First home buyers whose income is stretched by repayments will inevitably find it tougher to get into the market, but the move does no damage to first home buyers’ ability to save a deposit- their major pain point.
Investors who ration equity across multiple loans may be more impacted, with lenders required to factor in the increased buffer against existing loans when assessing serviceability for the new application. This may mean less crowding out of first home buyers in the market.
The increase in the buffer is a start from APRA but further measures would not surprise if the market booms after lockdown as many expect.”
HIA’s Chief Economist, Tim Reardon commented:
“Over 90 per cent of renters aspire to own their own home but less than half of them expect that they will ever achieve this goal. Today’s announcement by APRA will make this goal even harder.
Australia has an unquestionably strong financial sector.
It has withstood significant shocks, such as the Global Financial Crisis and the COVID recession, without the emergence of financial contagion.
The share of loans that are impaired is exceptionally low, at around 0.4 per cent of all loans issued.
This is significantly lower than in other developed economies.
The very low levels of mortgage delinquency in Australia reflect the restrictive lending regulations imposed by financial regulators in Australia.
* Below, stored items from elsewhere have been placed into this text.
PR #1975, opened 2026-06-19
blog: test destroy() teardown and onAuthStateChanged same-UID guard

natb1:
Closes #1716

## What

Adds three test-only assertions to `blog/test/create-blog-app.test.ts` covering
`destroy()` teardown paths and the `onAuthStateChanged` same-UID guard that
previously had no dedicated coverage. No source changes —
`blog/src/create-blog-app.ts` is untouched.

The existing suite only called `destroy()` in `afterEach` for cleanup, never
asserting on it. These tests make a future refactor that drops a teardown
registration or the same-UID early-return fail CI instead of silently
regressing.

## Tests added

- **Test A — router popstate listener removed by `destroy()`.** Enters via
  `/admin` (which replaces the prerendered `#posts`), calls `destroy()`, then
  fires a `/` popstate and asserts `renderHomeHtml` is not called. The `/admin`
  entry is deliberate: it leaves `#app` with no live `#posts`, so the home render
  guard does not short-circuit — the test discriminates and fails if
  `router.destroy()` is dropped from teardowns.
- **Test B — `headerObserver.disconnect()` called by `destroy()`.** Spies on
  `ResizeObserverStub.prototype.disconnect` before app creation and asserts it
  fires on `destroy()`.
- **Test C — same-UID guard.** Fires the captured `onAuthStateChanged` callback
  twice with the same UID and asserts `getPosts` runs only once — the second fire
  hits the `if (user?.uid === currentUser?.uid) return` early return.

The auth-*unsubscribe* teardown is already covered by in-file Cases 8–10
(#1715) and is not duplicated here.

## Verification

`npx vitest run --root blog` — all 392 tests pass, including the three new cases.
Test A's discrimination was confirmed by temporarily removing
`teardowns.push(() => router.destroy())` and observing the failure, then
restoring the source.

### DIFF
--- a/blog/test/create-blog-app.test.ts
+++ b/blog/test/create-blog-app.test.ts
@@ -513,6 +513,100 @@ describe("createBlogApp routing and panel behavior", () => {
     expect(unsubscribeSpy).toHaveBeenCalledTimes(1);
   });
 
+  // Case A — AC#1: router.destroy() teardown: popstate no longer handled after destroy().
+  // Discrimination: if teardowns.push(() => router.destroy()) is dropped, the popstate
+  // listener survives and renderHomeHtml is called after handle.destroy() — test fails.
+  it("router popstate listener removed by destroy()", async () => {
+    history.pushState({}, "", "/admin");
+    document.body.innerHTML = `
+      <div id="nav"></div>
+      <div class="page">
+        <header></header>
+        <div id="app"><div id="posts" data-prerendered="true">PRERENDERED HOME</div></div>
+        <aside id="info-panel"></aside>
+        <button id="panel-toggle"></button>
+      </div>
+    `;
+
+    handle = createBlogApp(makeConfig());
+    const app = document.getElementById("app")!;
+
+    // Admin route replaces #posts with admin markup.
+    await vi.waitFor(() => expect(app.querySelector("#posts")).toBeNull());
+
+    handle.destroy();
+    handle = undefined; // prevent afterEach double-destroy
+
+    renderHomeHtml.mockClear();
+
+    // Fire a popstate toward "/" — the router's listener must no longer be active.
+    history.pushState({}, "", "/");
+    window.dispatchEvent(new PopStateEvent("popstate"));
+    await new Promise((r) => setTimeout(r, 0)); // macrotask tick
+
+    expect(renderHomeHtml).not.toHaveBeenCalled();
+  });
+
+  // Case B — AC#2: headerObserver.disconnect() called by destroy().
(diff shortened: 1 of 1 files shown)


natb1:
# QA Summary — #1716

**Result: CLEAN PASS ✓**

All 4 acceptance-criterion checks passed. No residue, no escalation.

## Items executed

All items were `script-verifiable` (shell-command lane). No browser component detected — browser lanes skipped.

| # | Title | Result |
|---|-------|--------|
| 1 | Test A — router popstate listener removed by destroy() | PASS |
| 2 | Test B — headerObserver.disconnect() called by destroy() | PASS |
| 3 | Test C — same-UID guard calls getPosts once | PASS |
| 4 | All new tests in blog/test/create-blog-app.test.ts and full suite passes | PASS |

## Verification

Command: `npx vitest run --root blog`

```
 Test Files  25 passed (25)
      Tests  392 passed (392)
   Duration  1.86s
```

All 392 tests pass (389 pre-existing + 3 new cases added by this PR).

The three new tests are at:
- `blog/test/create-blog-app.test.ts:519` — "router popstate listener removed by destroy()"
- `blog/test/create-blog-app.test.ts:553` — "headerObserver.disconnect() called by destroy()"
- `blog/test/create-blog-app.test.ts:568` — "same-UID guard: onAuthStateChanged twice with same UID calls getPosts once"

No source changes — `blog/src/create-blog-app.ts` is untouched.

natb1:
## Review — PR #1975

### Fixed

- **`blog/test/create-blog-app.test.ts:561`** — Case B disconnect assertion tightened from `toHaveBeenCalled()` to `toHaveBeenCalledTimes(1)`, pinning it to the single `headerObserver` created by `createBlogApp`. (fix commit `df1e930b`)

### Informational

- **`blog/test/create-blog-app.test.ts:519-548`** — Case A inlines a full DOM scaffold identical to `scaffoldDom()` (including `data-prerendered` on `#posts`) rather than calling the shared helper. The inline version works, but any future change to `scaffoldDom()` would need to be mirrored here manually.
- **`blog/test/create-blog-app.test.ts:573`** — Case C re-declares all six `firebase` config fields inline, duplicating the same block already present in `makeConfig()`. Passing only the `onAuthStateChanged` override via `makeConfig({ firebase: { onAuthStateChanged: ... } })` would remove the duplication.
- **`blog/test/create-blog-app.test.ts:573-586`** — (same location as above, corroborated by a second reviewer) — the inline `firebase` block repeats the identical set of fields verbatim.

### Security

Since 2010, financial regulations have made it increasingly conservative making it progressively more difficult for first home buyers to enter the market.
Despite the lows levels of mortgage delinquency, APRA announced this morning that it has increased the ‘serviceability buffer’ for a new mortgage from 2.5 per cent to 3 per cent.
First home buyers accounted for 35 per cent of owner occupier loans issued in August 2021 and these measures will make it harder to access a loan.
This additional constraint is being imposed despite the share of loans with a 10 per cent deposit or less declining since December 2020.
This share is well below those observed over the past decade.
First home buyers are the group who are typically constrained by serviceability thresholds.
It is this group that will be hit the hardest by these changes.
Restricting access to credit for new households seeking to enter the housing market will put further downward pressure on the rate of home ownership in Australia.”